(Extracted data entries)
---------------

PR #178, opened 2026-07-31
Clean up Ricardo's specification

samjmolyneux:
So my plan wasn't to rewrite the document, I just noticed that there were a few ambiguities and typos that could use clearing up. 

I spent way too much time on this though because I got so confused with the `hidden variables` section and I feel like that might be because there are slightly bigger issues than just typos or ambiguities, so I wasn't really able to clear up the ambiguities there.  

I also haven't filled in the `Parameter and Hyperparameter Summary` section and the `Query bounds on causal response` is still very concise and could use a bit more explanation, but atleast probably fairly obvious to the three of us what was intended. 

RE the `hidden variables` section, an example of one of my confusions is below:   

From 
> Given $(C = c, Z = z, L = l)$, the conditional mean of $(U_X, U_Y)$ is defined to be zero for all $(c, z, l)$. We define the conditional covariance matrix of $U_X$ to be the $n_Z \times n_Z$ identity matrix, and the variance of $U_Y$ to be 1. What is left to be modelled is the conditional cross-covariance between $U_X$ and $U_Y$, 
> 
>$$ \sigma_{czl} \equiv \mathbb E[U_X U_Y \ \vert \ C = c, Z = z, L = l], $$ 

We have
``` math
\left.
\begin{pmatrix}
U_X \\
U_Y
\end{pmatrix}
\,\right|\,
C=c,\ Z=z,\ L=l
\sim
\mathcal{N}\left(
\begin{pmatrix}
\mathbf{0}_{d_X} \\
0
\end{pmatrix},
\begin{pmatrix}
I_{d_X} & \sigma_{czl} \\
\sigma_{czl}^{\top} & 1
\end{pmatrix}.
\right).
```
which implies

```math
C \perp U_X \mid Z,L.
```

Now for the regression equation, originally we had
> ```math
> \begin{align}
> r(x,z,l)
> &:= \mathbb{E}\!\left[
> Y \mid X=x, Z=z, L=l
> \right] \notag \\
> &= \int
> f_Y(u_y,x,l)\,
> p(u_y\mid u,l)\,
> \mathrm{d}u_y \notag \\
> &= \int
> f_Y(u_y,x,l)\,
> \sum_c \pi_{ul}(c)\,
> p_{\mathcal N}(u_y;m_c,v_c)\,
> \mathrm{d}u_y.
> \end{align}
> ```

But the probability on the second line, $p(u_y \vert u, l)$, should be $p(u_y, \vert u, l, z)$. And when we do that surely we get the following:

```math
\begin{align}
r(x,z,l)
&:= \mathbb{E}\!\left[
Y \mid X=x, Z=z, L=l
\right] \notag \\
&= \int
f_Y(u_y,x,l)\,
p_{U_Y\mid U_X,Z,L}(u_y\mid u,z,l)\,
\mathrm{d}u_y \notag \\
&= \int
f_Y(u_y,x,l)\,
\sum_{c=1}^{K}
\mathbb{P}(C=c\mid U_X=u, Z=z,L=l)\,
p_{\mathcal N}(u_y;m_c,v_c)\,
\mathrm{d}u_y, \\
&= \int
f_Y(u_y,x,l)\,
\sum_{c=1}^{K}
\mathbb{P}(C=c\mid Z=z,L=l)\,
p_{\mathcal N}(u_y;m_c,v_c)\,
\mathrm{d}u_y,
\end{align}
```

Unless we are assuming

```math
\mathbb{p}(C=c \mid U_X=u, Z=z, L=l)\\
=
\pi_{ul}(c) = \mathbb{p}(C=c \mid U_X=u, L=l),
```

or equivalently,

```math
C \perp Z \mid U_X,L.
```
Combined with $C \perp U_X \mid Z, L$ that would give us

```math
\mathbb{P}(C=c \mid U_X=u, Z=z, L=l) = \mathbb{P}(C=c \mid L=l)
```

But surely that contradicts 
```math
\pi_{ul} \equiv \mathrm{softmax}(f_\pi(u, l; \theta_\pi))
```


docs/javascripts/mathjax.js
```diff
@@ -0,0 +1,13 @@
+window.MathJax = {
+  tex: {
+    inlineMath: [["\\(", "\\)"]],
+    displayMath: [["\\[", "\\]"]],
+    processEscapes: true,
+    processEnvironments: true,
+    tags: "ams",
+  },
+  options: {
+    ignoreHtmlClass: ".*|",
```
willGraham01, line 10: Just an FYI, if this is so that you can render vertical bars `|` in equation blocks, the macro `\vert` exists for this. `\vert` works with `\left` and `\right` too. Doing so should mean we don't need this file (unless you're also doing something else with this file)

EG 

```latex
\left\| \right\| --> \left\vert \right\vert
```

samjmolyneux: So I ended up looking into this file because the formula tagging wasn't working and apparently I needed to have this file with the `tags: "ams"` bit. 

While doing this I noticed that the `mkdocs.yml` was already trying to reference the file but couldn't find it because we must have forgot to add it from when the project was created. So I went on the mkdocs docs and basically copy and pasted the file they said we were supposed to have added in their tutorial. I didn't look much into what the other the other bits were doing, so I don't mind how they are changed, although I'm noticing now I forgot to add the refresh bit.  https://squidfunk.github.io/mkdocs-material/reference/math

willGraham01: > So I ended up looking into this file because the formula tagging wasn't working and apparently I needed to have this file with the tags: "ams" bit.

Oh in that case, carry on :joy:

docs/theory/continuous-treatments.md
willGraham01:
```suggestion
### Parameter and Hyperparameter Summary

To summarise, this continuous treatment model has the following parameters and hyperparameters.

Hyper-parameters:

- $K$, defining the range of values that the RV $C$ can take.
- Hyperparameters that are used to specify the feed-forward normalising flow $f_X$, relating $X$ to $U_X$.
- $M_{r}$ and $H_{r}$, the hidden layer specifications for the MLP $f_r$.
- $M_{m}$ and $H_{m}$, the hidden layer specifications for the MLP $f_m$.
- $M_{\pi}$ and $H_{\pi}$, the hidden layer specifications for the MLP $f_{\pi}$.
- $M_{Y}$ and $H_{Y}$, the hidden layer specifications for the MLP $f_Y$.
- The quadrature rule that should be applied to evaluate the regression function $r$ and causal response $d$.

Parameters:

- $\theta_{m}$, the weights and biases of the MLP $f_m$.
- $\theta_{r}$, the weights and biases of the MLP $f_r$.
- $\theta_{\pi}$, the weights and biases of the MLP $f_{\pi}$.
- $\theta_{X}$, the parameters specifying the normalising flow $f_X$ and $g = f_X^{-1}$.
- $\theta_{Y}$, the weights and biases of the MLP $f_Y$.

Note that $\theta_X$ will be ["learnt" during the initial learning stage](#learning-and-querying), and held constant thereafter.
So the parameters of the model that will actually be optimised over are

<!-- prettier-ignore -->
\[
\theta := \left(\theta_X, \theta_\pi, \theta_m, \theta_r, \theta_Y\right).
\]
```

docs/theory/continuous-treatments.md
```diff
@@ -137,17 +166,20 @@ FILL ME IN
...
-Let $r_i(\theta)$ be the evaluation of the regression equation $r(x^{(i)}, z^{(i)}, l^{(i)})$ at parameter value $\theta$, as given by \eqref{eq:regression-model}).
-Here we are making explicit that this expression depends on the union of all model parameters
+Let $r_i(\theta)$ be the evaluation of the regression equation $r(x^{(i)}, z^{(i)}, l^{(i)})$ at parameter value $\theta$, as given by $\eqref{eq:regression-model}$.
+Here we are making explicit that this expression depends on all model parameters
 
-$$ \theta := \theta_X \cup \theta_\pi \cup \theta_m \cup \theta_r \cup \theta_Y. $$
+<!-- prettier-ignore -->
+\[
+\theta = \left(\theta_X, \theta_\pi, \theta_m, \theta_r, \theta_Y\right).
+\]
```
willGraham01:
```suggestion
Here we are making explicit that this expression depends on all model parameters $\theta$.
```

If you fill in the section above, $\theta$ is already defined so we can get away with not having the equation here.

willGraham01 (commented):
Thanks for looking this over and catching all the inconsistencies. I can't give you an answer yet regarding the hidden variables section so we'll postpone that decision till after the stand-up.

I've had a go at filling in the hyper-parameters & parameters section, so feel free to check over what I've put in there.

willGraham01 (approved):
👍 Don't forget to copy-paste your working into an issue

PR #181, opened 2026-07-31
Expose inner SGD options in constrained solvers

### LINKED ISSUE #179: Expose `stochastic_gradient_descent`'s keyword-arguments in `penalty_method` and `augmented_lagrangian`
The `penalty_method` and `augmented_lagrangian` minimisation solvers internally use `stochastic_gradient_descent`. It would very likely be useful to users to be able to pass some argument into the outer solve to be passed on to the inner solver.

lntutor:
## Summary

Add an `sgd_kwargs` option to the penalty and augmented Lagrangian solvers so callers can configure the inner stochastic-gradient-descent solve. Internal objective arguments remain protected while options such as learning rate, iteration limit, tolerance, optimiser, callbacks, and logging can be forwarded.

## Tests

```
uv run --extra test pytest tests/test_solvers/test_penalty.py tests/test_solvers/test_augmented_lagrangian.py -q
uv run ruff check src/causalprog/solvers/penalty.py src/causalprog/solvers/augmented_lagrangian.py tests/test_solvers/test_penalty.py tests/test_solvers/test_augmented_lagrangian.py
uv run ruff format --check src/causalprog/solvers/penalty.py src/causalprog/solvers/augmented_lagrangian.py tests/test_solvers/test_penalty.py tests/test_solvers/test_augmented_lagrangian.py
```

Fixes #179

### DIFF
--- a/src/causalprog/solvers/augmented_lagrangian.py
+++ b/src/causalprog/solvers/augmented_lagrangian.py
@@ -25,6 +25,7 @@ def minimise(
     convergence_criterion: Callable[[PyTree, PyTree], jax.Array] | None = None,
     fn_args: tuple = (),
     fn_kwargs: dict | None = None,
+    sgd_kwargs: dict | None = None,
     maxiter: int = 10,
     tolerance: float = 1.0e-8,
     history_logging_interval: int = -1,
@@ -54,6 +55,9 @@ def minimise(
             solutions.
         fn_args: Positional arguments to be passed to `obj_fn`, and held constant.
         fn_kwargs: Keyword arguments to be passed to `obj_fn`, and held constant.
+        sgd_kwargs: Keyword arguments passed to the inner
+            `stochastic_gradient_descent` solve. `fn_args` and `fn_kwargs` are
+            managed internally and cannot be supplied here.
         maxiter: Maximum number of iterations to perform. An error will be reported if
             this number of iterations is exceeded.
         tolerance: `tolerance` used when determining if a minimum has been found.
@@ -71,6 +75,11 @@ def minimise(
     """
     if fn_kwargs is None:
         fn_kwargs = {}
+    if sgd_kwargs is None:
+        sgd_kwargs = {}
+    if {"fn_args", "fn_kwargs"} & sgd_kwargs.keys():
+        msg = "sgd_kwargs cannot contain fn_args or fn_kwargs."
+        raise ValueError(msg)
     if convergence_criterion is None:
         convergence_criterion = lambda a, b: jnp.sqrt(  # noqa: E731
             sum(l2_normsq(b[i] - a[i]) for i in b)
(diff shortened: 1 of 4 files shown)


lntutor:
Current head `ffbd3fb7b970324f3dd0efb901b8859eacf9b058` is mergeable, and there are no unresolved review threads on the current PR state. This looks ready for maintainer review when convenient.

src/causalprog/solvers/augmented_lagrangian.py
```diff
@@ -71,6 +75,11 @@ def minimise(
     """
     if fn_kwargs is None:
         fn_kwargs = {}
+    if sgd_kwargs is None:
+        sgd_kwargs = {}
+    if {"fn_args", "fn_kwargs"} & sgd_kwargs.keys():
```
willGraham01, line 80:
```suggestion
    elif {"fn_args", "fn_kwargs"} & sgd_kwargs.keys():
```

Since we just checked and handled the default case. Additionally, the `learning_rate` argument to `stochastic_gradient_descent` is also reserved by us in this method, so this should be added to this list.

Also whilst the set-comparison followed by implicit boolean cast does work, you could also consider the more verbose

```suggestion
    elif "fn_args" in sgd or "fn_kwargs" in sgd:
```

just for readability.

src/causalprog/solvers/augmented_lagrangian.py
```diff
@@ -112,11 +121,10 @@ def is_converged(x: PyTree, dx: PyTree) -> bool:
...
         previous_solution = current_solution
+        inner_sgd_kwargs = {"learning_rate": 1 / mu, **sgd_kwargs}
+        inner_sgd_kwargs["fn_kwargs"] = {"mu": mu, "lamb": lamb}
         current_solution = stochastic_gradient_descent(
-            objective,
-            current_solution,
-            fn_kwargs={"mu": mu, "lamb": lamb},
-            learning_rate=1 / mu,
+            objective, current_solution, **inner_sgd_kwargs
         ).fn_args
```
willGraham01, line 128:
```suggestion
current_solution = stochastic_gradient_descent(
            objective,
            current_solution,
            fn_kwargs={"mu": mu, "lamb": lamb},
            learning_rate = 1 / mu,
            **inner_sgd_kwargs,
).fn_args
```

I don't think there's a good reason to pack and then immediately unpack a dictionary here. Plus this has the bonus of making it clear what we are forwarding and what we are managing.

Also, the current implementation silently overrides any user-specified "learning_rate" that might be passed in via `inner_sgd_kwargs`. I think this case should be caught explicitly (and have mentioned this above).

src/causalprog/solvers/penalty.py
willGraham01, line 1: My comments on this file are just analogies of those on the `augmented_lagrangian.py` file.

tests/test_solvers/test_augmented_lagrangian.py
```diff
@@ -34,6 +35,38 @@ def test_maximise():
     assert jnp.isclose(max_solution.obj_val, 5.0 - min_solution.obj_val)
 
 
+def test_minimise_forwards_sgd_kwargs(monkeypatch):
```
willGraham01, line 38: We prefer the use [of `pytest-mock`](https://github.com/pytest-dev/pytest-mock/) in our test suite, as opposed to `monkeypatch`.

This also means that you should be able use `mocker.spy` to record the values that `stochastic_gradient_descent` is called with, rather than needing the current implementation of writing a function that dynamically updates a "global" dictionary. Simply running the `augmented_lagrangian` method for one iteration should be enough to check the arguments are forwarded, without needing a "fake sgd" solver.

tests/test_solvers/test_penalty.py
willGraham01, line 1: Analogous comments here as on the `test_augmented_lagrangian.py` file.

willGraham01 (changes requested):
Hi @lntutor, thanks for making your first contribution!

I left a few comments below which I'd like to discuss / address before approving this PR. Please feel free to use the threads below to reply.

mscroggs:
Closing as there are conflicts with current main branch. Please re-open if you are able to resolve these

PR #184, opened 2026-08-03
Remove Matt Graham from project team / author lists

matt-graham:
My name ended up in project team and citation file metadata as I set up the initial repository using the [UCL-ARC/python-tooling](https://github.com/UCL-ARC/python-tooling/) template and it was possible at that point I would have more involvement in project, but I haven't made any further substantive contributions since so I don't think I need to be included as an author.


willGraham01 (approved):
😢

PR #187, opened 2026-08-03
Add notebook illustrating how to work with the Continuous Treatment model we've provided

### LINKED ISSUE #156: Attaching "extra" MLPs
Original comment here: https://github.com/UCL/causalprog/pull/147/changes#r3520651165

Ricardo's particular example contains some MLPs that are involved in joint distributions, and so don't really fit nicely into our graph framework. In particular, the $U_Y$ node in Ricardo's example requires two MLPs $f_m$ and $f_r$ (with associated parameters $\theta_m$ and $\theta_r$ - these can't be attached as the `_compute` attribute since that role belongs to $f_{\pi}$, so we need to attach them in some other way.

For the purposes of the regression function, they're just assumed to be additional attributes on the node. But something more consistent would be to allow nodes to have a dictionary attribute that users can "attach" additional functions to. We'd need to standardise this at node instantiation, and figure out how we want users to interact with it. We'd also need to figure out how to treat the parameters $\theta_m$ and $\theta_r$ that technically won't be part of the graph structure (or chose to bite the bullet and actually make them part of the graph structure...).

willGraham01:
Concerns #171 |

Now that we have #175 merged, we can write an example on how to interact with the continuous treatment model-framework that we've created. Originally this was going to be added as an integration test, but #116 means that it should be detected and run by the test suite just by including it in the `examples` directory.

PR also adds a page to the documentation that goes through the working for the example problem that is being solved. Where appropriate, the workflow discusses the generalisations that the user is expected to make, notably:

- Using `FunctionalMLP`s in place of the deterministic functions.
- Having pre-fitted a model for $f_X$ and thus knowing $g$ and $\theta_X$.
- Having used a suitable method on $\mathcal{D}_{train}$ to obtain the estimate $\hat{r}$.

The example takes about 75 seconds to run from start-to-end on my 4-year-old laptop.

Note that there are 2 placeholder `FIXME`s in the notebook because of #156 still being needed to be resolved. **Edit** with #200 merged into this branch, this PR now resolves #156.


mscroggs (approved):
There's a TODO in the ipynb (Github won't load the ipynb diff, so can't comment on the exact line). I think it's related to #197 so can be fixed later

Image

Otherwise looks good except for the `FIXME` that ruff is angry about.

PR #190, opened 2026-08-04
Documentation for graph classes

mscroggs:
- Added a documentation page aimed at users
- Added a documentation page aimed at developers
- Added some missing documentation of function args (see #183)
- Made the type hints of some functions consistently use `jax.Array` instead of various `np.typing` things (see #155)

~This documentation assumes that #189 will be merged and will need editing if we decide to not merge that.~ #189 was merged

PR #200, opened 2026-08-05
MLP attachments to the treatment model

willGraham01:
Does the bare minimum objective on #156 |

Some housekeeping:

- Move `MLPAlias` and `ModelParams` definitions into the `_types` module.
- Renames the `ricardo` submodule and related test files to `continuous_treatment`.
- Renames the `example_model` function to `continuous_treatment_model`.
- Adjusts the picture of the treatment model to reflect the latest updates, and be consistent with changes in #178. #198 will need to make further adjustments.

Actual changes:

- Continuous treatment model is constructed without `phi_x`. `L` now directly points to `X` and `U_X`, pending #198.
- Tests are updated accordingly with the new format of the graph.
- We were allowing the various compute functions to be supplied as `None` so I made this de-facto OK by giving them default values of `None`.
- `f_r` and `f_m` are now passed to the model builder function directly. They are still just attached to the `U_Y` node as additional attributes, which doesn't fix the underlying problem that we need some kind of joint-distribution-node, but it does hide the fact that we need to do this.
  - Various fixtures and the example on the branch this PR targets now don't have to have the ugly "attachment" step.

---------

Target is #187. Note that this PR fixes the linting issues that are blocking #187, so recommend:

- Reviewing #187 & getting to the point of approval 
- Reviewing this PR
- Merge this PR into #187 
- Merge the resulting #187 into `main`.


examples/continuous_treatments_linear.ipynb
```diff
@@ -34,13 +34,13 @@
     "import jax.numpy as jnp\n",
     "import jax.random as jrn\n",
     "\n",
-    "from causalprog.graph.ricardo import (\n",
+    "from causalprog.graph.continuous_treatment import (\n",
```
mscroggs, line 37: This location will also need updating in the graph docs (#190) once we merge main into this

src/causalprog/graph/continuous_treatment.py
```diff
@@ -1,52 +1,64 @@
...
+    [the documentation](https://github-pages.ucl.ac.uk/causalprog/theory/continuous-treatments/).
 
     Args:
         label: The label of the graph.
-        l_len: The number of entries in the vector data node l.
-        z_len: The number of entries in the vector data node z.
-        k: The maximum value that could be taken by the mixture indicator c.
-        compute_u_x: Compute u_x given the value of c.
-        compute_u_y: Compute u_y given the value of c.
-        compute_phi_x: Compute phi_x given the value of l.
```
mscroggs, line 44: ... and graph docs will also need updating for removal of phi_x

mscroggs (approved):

---------------

Work to complete
Each line from the first line of the entries up to and including the line containing "So my plan wasn't" should be transcribed exactly, with all other lines left out.

Written reply
PR #178, opened 2026-07-31
Clean up Ricardo's specification

samjmolyneux:
So my plan wasn't to rewrite the document, I just noticed that there were a few ambiguities and typos that could use clearing up. 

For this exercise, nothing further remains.